Alzi la mano chi ha pronunciato almeno una volta la frase “la mia vita è un fallimento”. Fallire
Io – complice il mio DNA partenopeo intriso di sceneggiata – ho avuto a lungo la convinzione di aver fallito in tutti gli aspetti della mia vita (se faccio qualcosa, tanto vale farla bene!).
Ma cosa vuol dire fallire?
L’etimologia del termine è la stessa di fallare: vuol dire “semplicemente” sbagliare, cadere, ingannarsi. Eppure, nel nostro sistema di pensiero, siamo disposti a tollerare l’errore (fallare), come quando camminando mettiamo un piede in fallo per poi ritornare sul nostro percorso. Non usiamo, invece, la stessa benevolenza verso l’atto di fallire, che è percepito come una grave colpa, una vergogna da nascondere al mondo, una sorta di sconfitta interplanetaria. Da un lato, temiamo il giudizio degli altri, immaginando che se ne stiano lì a guardarci per immortalare il momento esatto in cui inciampiamo. Dall’altro, tendiamo a pensare al fallimento come a un punto di non ritorno, e siamo convinti che non potremo mai fare ammenda e riscattarci, dimenticando che la vita è per definizione dinamica.
Non esiste successo che non sia costellato di fallimenti
Siamo bombardati da storie di successo, di personaggi famosi che ce l’hanno fatta. Storie di riscatto sociale, di raggiungimenti di traguardi fantastici, di fortune economiche ottenute attraverso talento e determinazione. E a noi sembra di non reggere il confronto: messi di fronte a risultati così sorprendenti, l’idea di fallire diventa ancor più insopportabile e sminuente. La verità è che noi ci soffermiamo solo sul punto di arrivo, senza considerare il percorso che una persona cosiddetta di successo ha compiuto per arrivare over the top. Qualche esempio?

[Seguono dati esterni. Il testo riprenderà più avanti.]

PR #86, opened 2020-11-24
Add Segmenter

jensheit:
This pull request replaces the Fragmenter with a new Segmenter class and adds test cases for this class.


padertorch/data/fragmenter.py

Thomas Edison, prima di realizzare il prototipo di lampadina che poi brevettò, ha dovuto provare e riprovare in diecimila modi diversi. Walt Disney, prima di diventare il padre di Topolino, ha vissuto per più di dieci anni al limite dell’indigenza, arrivando anche a dichiarare fallimento. J.K. Rowling si è vista rifiutare il manoscritto di Harry Potter da ben 12 case editrici prima di riuscire a pubblicarlo.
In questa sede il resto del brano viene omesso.